We make the following two major observations for both three-region (Figure 8A) and 10-region (Figure 8B) models:

(i) The respective NRMSE values decrease with increase in the CNR levels for each TR setting. Moreover, at any TR value we observe that the standard deviations decrease with an increase in the CNR level, as expected. This indicates that the reliability of predictions increases toward high CNR values (i.e., when the data is less noisy).

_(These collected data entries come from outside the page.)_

Issue #594, opened 2018-10-05
Discrete Adjoint Memory Usage


jayantmukho:
Hey everyone, 

We (@bmunguia and I) ran the discrete adjoint on the ONERAM6 wing mesh with ~500, 000 elements and noticed the following memory usage:

MG_LEVEL | DIRECT | DISCRETE_ADJOINT
-| ------------ | -------------
0| 1.3GB | 16GB
2| 1.5GB | 33GB

Is this increase in memory consumption expected? 

I ran the computation on the develop branch. The mesh is in TestCases/cont_adj_rans/oneram6/ 

Cheers, 
Jayant

erangit:
We have also encountered the significant memory requirements of the discrete adjoint. Actually, this requirement prevented the use of fine mesh (of 10-20M cells) in optimizations process. This is not the case while using continuous adjoint but the effectiveness of the discrete adjoint is higher by far.
I think this is a very important issue in the actual use of the method. Unfortunately, I do not have any solution to suggest.
Best,
Eran

bmunguia:
Another potential issue is unnecessary recording of computations. Jayant and I noticed that on his fix_wall_distance branch, the MG 2 case mentioned above was using 8GB more than on develop because during the tree search, the distance computations to all possible bounding boxes were being recorded, when the only necessary computation for recording is the final computation (once the minimum distance node is determined).

So I wonder if there are other places in the code where we can turn off recording to reduce memory usage. I'm curious what @talbring's thoughts are.

Best,
Brian

hlkline:
In terms of improvements on a larger scale, this work by Tom Taylor et al. describes a hybrid approach that could take down that memory requirement quite a bit more:
https://arc.aiaa.org/doi/abs/10.2514/6.2012-3342
In short, there are theoretically ways to get at least some of the advantages of both worlds (continuous vs discrete). I recall seeing some work that got only 4x more memory required (I think it was out of Jaoquim Martin's group? And I think they did it in part by implementing boundary conditions manually and using auto diff for jacobians) but I wasn't able to find the citation as quickly as I'd like. I hope that helps. If I manage to find that paper again I'll post again.

talbring:
@all, I agree that it might be a problem for bigger cases and that we have to think of some ways to reduce the memory requirements for the discrete adjoint. 

[...]

PR #543, opened 2018-06-13
Integrate MKL option for performance improvement on Intel Architectures.

costat:
This PR integrates new MKL features into SU2 to accelerate performance on Intel architectures. Changes 1) and 2) below are protected by a "HAVE_MKL" preprocessor flag. To observe performance improvement from change 2), the "DIRECT_CALL_MKL_SEQ" compiler flag must be enabled. These changes require MKL 2019 or newer, as the JIT GEMM feature is a brand new feature.

1) Integrate MKL JIT GEMM to accelerate MatrixMatrix and MatrixVector Products. 
2) Use LAPACK DGETRF + DGETRS in place of Gaussian Elimination ILU when MKL is present. 
3) Use memcpy in Gaussian Elimination ILU. Source/dest overlap is not a concern and this is faster.

The changes improve Broadwell performance by up to 18% and Skylake performance by up to 28%. These improvements were measured on the Inviscid_ONERA_M6 tutorial.

## PR Checklist
*Put an X by all that apply. You can fill this out after submitting the PR. If you have any questions, don't hesitate to ask! We want to help. These are a guide for you to know what the reviewers will be looking for in your contribution.*

- [X] I am submitting my contribution to the develop branch.
- [X] My contribution generates no new compiler warnings (try with the '-Wall -Wextra -Wno-unused-parameter -Wno-empty-body' compiler flags).
- [X] My contribution is commented and consistent with SU2 style.
- [ ] I have added a test case that demonstrates my contribution, if necessary.

Issue #643, opened 2019-02-01
Linear Algebra library


pcarruscag:
Hi Folks,

I would like to collect the views of the community about something (and I apologize if this has been debated already).

Context:
Once again I find myself working on a feature that will require a bit of dense algebra.
I think implementing (i.e. paraphrasing from Numerical Recipes...) that kind of routine is a waste of time because someone has done already, and they have done it well.
Moreover, we have a very inefficient implementation of small matrix-like objects (arrays of arrays) and associated operations, which also leads to code bloat due to the required allocation / initialization / destruction.

Proposal:
Start using a linear algebra library such as [Eigen](http://eigen.tuxfamily.org/index.php?title=Main_Page).
For this particular library:
- The learning curve is minimal;
- Their license (MPL2) is less restrictive than SU2's;
- No link time dependencies (it is all header files);
- Compatible with AD (everything is templated);
- I like their logo...

I look forward to hear your opinions on this.

Best regards,
Pedro

bmunguia:
@EduardoMolina and I have discussed this over the past few weeks and are also in favor of using an external library. I don't have a strong opinion on the library we choose, but he seems to be in favor of [PETSc](https://www.mcs.anl.gov/petsc/) from ANL, which has a 2-clause BSD license and is used by ADflow (formerly SUmb), among other solvers. Eduardo could probably provide more details.

Another one that's come up in our discussions is [HYPRE](https://computation.llnl.gov/projects/hypre-scalable-linear-solvers-multigrid-methods) from LLNL which has a GNU LGPL.

juanjosealonso:
All,

I would agree that we need to look at an existing library and not re-develop one.

The standard for dense linear algebra is LAPACK. It has been around forever, relies on BLAS routines, is currently being used in the SU2 higher-order DG-FEM solver. Various computer vendors (including GPU manufacturers) have spent many years optimizing BLAS and LAPACK calls on their own computer architectures.  This means that your code is (a) portable and, by linking to the appropriate vendor-provided version of the library (say like Intel’s MKL), (b) you get highest performance.

I am not familiar with Eigen (just looked at the web page), but there is an interesting comparison between Eigen and LAPACK (written by the developers of Eigen…take it with a grain of salt) here<http://eigen.tuxfamily.org/index.php?title=FAQ#How_does_Eigen_compare_to_BLAS.2FLAPACK.3F>.

[...]

PR #653, opened 2019-02-16
Templated Linear Solvers

pcarruscag:
## Proposed Changes
This is the continuation to #650, so please compare these changes to the ones therein.

The linear systems solved in the discrete adjoint are now in passivedouble which speeds the discrete adjoint by a factor of about 1.5 (less for low CFL, more for stiff Jacobians like those in structural FEM). This is possible because we only carry the derivatives of the residual.

I tried to keep the design simple. CSysSolve and all related classes (vector, matrix, preconditioner, and matrix-vector product) have a single template parameter, the data type (which can be passivedouble or su2double). There are no provisions for "mixed" arithmetic, except in CSysSolve where through ::Solve (and only through ::Solve) one can ask for the solution of a system with passive Jacobian and active RHS and solution (this is possible at the expense of temporaries that are allocated only once). Passive-Passive and Active-Active work without temporaries and Active-Passive is not supported as it does not make sense (see end of previous paragraph).

This is to keep the need for template specialization to a minimum. Wherever mixing types was necessary small helper methods were defined to provide the compatibility instead of specializing larger methods, I think this keeps the code readable.

The place where passive and active types mix the most is CSysMatrix. This happens because the blocks are prepared by the numerics in **su2double and are then "Set", "Add", or "Subtract", on a CSysMatrix<passivedouble>. The solution was to inline those routines and template them also for the data type of the block (or diagonal).

I only tested on one fluid adjoint and one FSI adjoint case (fingers cross not to fail too many tests).

## Related Work
#594 Does not help with memory much but helps with speed.
#648 Makes it easier to interface with an external solver and still work with the discrete adjoint.
#650 Builds on top of what is proposed there.
#543 These MKL optimizations will now be possible for the discrete adjoint but I have not made them available yet.
Branch *feature_template_linear_solver*

## PR Checklist


talbring:
@pcarruscag Thanks for taking a lead on that and picking that up! I wanted to do that for a very long time, but never had enough time :+1: I will have a look into it soon.

rsanfer:
This has been sitting here for way too long; my apologies, @pcarruscag . Thanks for taking the lead and making the effort. The changes look good to me, but I'm no expert in templating myself, so I'd rather have somebody else with more experience in the topic approving it. Any comments, @economon @talbring ? However, I think this should go in soon, so if there are no further comments I'll be merging in the changes by next week.

Common/src/linear_solvers_structure.cpp
```diff
@@ -221,14 +232,14 @@ unsigned long CSysSolve::CG_LinSolver(const CSysVector & b, CSysVector & x, CMat
 
   mat_vec(x, A_x);
   r = b; r -= A_x;
-  su2double norm_r = r.norm();
-  su2double norm0 = b.norm();
+  ScalarType norm_r = r.norm();
```
economon: You will see some minor changes in the linear solver routines in #652 that introduce a COMM_LEVEL check to decide whether or not we compute residuals and print (save some minor overhead). Just fyi, in case we have conflicts, but they should be very minor

Common/src/linear_solvers_structure.cpp
```diff
@@ -657,52 +728,54 @@ unsigned long CSysSolve::Solve(CSysMatrix & Jacobian, CSysVector & LinSysRes, CS
...
         Jacobian.BuildJacobiPreconditioner();
-        precond = new CJacobiPreconditioner(Jacobian, geometry, config);
+        precond = new CJacobiPreconditioner<ScalarType>(Jacobian, geometry, config);
         break;
     }
     
     switch (KindSolver) {
       case BCGSTAB:
-        IterLinSol = BCGSTAB_LinSolver(LinSysRes, LinSysSol, *mat_vec, *precond, SolverTol, MaxIter, &Residual, ScreenOutput);
+        IterLinSol = BCGSTAB_LinSolver(*LinSysRes_ptr, *LinSysSol_ptr, *mat_vec, *precond, SolverTol, MaxIter, &Residual, ScreenOutput);
```
economon: Same here.. might be a conflict w #652 since I now send in the config container at the end of the argument list. Should be minor.

Common/src/matrix_structure.cpp
```diff
@@ -975,11 +892,13 @@ void CSysMatrix::DiagonalProduct(CSysVector & vec, unsigned long row_i) {
   
 }
 
-void CSysMatrix::SendReceive_Solution(CSysVector & x, CGeometry *geometry, CConfig *config) {
+template<class ScalarType>
+template<class OtherType>
+void CSysMatrix<ScalarType>::SendReceive_Solution(CSysVector<OtherType> & x, CGeometry *geometry, CConfig *config) {
```
economon: #652 replaces this communication routine as well as the transpose version. We will need to update those new MPI communication routines with the templated data types you have here..

Common/src/matrix_structure.cpp
```diff
@@ -1329,14 +1259,14 @@ void CSysMatrix::InverseDiagonalBlock(unsigned long block_i, su2double *invBlock
       invBlock[jVar*nVar+iVar] = aux_vector[jVar];
   }
   
-  //  su2double Det, **Matrix, **CoFactor;
-  //  su2double *Block = GetBlock(block_i, block_i);
+  //  ScalarType Det, **Matrix, **CoFactor;
```
economon: Can this commented code be removed?

Common/src/matrix_structure.cpp
```diff
@@ -1380,14 +1310,14 @@ void CSysMatrix::InverseDiagonalBlock_ILUMatrix(unsigned long block_i, su2double
       invBlock[jVar*nVar+iVar] = aux_vector[jVar];
   }
   
-  //  su2double Det, **Matrix, **CoFactor;
-  //  su2double *Block = GetBlock_ILUMatrix(block_i, block_i);
+  //  ScalarType Det, **Matrix, **CoFactor;
```
economon: Same.. can this commented code be removed?

pcarruscag:
Thanks guys.
@economon, regarding the comments, I am happy to remove them if that is ok with who put them there.
Regarding the conflicts I noticed them when first reading through 652, the first two you mention are easy to solve, the one about moving the comms will probably require templating the associated method, I can help with the merge.
Cheers,
Pedro

economon:
Looks like the commented code was added here (https://github.com/su2code/SU2/commit/b5db893bcc57a67abbbe43ddd5a87753ec61d23b) but never activated. The Matrix* routines are not being used anywhere at the moment. Do you see some value in testing it out? Otherwise, might be best to remove so we aren't carrying around dead code.

pcarruscag:
I see, I do not know what is the quickest way to invert a 5x5 matrix, most robust would probably be LU with pivoting (for which we have the code in the RBF class). Since that relates to how we handle small dense matrices I would say it relates to #643 so it would be good if the community got to a conclusion there.
In any case I want this PR to be only about templating, I can do that kind of cleanup when I:
- Try to activave the MKL optimizations for the discrete adjoint.
- Move the row/col elimination tasks from the structural solver and mesh deformation to CSysMatrix (as you suggested in #658).

economon:
Sounds good to me. Then, I suggest we leave the comments for now, and you can come back to it when considering #643 further (or when some performance issues are considered) in a later PR.

Common/src/linear_solvers_structure.cpp
```diff
@@ -463,7 +476,7 @@ unsigned long CSysSolve::FGMRES_LinSolver(const CSysVector & b, CSysVector & x,
   if (monitoring) {
```
pcarruscag: @economon, I noticed that here you did not add the FULL_COMMS condition, do you want me to?

economon: If you have the time, sure. That would be great.

The framework is not complete yet, but as I am sure you have figured, the idea is to have COMM_NONE, COMM_MINIMAL, COMM_FULL. COMM_FULL is default, COMM_MINIMAL reduces the MPI comms slightly by disabling things like residual reductions during runtime that do not affect correctness, and COMM_NONE will eventually disable all comms during runtime (purely for "ideal" performance and scalability benchmarking, which will obviously be incorrect in terms of the solution).

economon:
W.r.t. the translation in IntiateComms() and CompleteComms(): appears to be a pretty straightforward typecasting to take care of the templating. LGTM.

Common/src/linear_solvers_structure.cpp
pcarruscag: There is quite a lot of work on low communication Krylov methods, things like not reducing dot products for example, I am not using enough cores to make that an issue yet (I think) but it could be a nice feature.
I'll just make FGMRES consistent with CG and BCGSTAB.

pcarruscag:
Thank you, I am putting this to rest now then.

(ii) The corresponding NRMSE values decrease with a decrease in the TR value for each CNR level. Notably, at any CNR level, the standard deviations also typically decrease with a decrease in the TR value (i.e., when the sampling rate is high) indicating more reliable predictions.

5. Discussion

The fMRI signal is an indirect reflection of neuronal activity, mediated by neurovascular coupling and hemodynamics. Generative models describe the biophysical basis underlying fMRI and present a framework to interpret empirical observations. Through model inversion, generative models enable investigations of underlying neuronal dynamics and functional integration in the brain. One such state-of-the-art generative model is the Physiologically informed Dynamic Causal Modeling (P-DCM, Havlicek et al., 2015). Most existing DCM studies (Friston et al., 2003; Stephan et al., 2008; Moran et al., 2009; Havlicek et al., 2015) typically consider the effective connectivity to be static for a cognitive task within an experimental run. However, experimental conditions can vary with time, especially in cases of complex stimuli, e.g., movie, music, etc. Consequently, the connectivity strengths between disparate brain regions involved in processing these complex stimuli may fluctuate with time. Please note that in the conventional DCM framework (Friston et al., 2003; Stephan et al., 2008; Moran et al., 2009), it may also be possible to model dynamic connectivity by utilizing dynamic B or C matrices (please refer to Equations 2a–f for definition of B and C). However, such an approach requires prior knowledge of the time-varying connectivity profiles and just estimates the strength of these dynamic connectivity predictors. In contrast, our method does not require prior knowledge of connectivity profiles.

In the recent years, there has been an increasing number of studies to elucidate the dynamic (functional) connectivity in fMRI by investigating the temporal correlations of resting-state BOLD fluctuations in distributed brain areas (Cribben et al., 2012; Handwerker et al., 2012; Calhoun et al., 2014; Monti et al., 2014). In such Dynamic Functional Connectivity (DFC) studies, one of the predominant methods is to employ a sliding window-based approach to find the time-varying correlations (Chang and Glover, 2010; Kiviniemi et al., 2011; Jones et al., 2012). However, lacking a generative model, the correlations between the areas are determined on the level of observations but not on the level of the underlying causes (Stephan et al., 2010). In contrast, DCM accounts for the indirect nature of the BOLD signal and fits BOLD signals in the different ROIs using a system of differential equations (Friston et al., 2003; Stephan et al., 2008; Havlicek et al., 2015, Havlicek et al., 2017b).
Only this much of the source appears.